Task:
Write out the material in full, matching each line exactly.

● ● ● ● ●

PR #217, opened 2018-01-26
oaipmh_spider: allow harvesting single records

### LINKED ISSUE #212: OAI: allow harvesting single records (GetRecord oai verb)
Currently only allow harvesting using the `ListRecords` verb, but sometimes (usually debugging or similar manual intervention) it's useful to harvest single records.

szymonlopaciuk:
**Depends on #219 and #221.**

## Description
Harvest a single record using the `GetRecord` oai verb.

## Related Issue
This closes #212.

## Checklist:

### DIFF
--- a/hepcrawl/spiders/common/oaipmh_spider.py
+++ b/hepcrawl/spiders/common/oaipmh_spider.py
@@ -54,7 +54,7 @@ class OAIPMHSpider(LastRunStoreSpider):
         url,
         format='oai_dc',
         sets=None,
-        alias=None,
+        harvest_single=None,
         from_date=None,
         until_date=None,
         **kwargs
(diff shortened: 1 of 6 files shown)


hepcrawl/spiders/common/oaipmh_spider.py
```diff
@@ -52,7 +52,7 @@ def __init__(
         url,
         format='oai_dc',
         sets=None,
-        alias=None,
+        harvest_single=None,
```
michamos: what other parameters are allowed when `harvest_single` is set? does it make sense to have both `harvest_single` and `sets`, or `from_date`, or `until_date`?

szymonlopaciuk: No, only `format` is allowed with `harvest_single`

michamos: Then it would be good to check arguments and raise an exception (`ValueError`) if used incorrectly.

hepcrawl/spiders/common/oaipmh_spider.py
```diff
@@ -47,51 +48,63 @@ class OAIPMHSpider(LastRunStoreSpider):
...
     ):
-        super(OAIPMHSpider, self).__init__(*args, **kwargs)
+        super(OAIPMHSpider, self).__init__(**self._all_kwargs)
         self.url = url
-        self.format = format
         if isinstance(sets, string_types):
-            sets = sets.split(',')
-        self.sets = sets
-        self.from_date = from_date
-        self.until_date = until_date
```
david-caro: I thin this should be kept. I don't like 'hiding' them in the `_init_kwargs` variable, it's too implicit.

hepcrawl/spiders/common/oaipmh_spider.py
```diff
@@ -70,30 +71,55 @@ def __init__(
...
+                self.format,
+                self.identifier,
+            )
+        return self.start_requests_sets(
+            self.url,
+            self.format,
+            self.sets,
+            self.from_date,
+            self.until_date,
+        )
```
david-caro: My previous comment was unfortunate... anyhow. This is ok for now, but can you think of different ways to improves this pattern? (we can chat IRL)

● ● ● ● ●

Worked solution:
PR #217, opened 2018-01-26
oaipmh_spider: allow harvesting single records

### LINKED ISSUE #212: OAI: allow harvesting single records (GetRecord oai verb)
Currently only allow harvesting using the `ListRecords` verb, but sometimes (usually debugging or similar manual intervention) it's useful to harvest single records.

szymonlopaciuk:
**Depends on #219 and #221.**

## Description
Harvest a single record using the `GetRecord` oai verb.

## Related Issue
This closes #212.

## Checklist:

### DIFF
--- a/hepcrawl/spiders/common/oaipmh_spider.py
+++ b/hepcrawl/spiders/common/oaipmh_spider.py
@@ -54,7 +54,7 @@ class OAIPMHSpider(LastRunStoreSpider):
         url,
         format='oai_dc',
         sets=None,
-        alias=None,
+        harvest_single=None,
         from_date=None,
         until_date=None,
         **kwargs
(diff shortened: 1 of 6 files shown)


hepcrawl/spiders/common/oaipmh_spider.py
```diff
@@ -52,7 +52,7 @@ def __init__(
         url,
         format='oai_dc',
         sets=None,
-        alias=None,
+        harvest_single=None,
```
michamos: what other parameters are allowed when `harvest_single` is set? does it make sense to have both `harvest_single` and `sets`, or `from_date`, or `until_date`?

szymonlopaciuk: No, only `format` is allowed with `harvest_single`

michamos: Then it would be good to check arguments and raise an exception (`ValueError`) if used incorrectly.

hepcrawl/spiders/common/oaipmh_spider.py
```diff
@@ -47,51 +48,63 @@ class OAIPMHSpider(LastRunStoreSpider):
...
     ):
-        super(OAIPMHSpider, self).__init__(*args, **kwargs)
+        super(OAIPMHSpider, self).__init__(**self._all_kwargs)
         self.url = url
-        self.format = format
         if isinstance(sets, string_types):
-            sets = sets.split(',')
-        self.sets = sets
-        self.from_date = from_date
-        self.until_date = until_date
```
david-caro: I thin this should be kept. I don't like 'hiding' them in the `_init_kwargs` variable, it's too implicit.

hepcrawl/spiders/common/oaipmh_spider.py
```diff
@@ -70,30 +71,55 @@ def __init__(
...
+                self.format,
+                self.identifier,
+            )
+        return self.start_requests_sets(
+            self.url,
+            self.format,
+            self.sets,
+            self.from_date,
+            self.until_date,
+        )
```
david-caro: My previous comment was unfortunate... anyhow. This is ok for now, but can you think of different ways to improves this pattern? (we can chat IRL)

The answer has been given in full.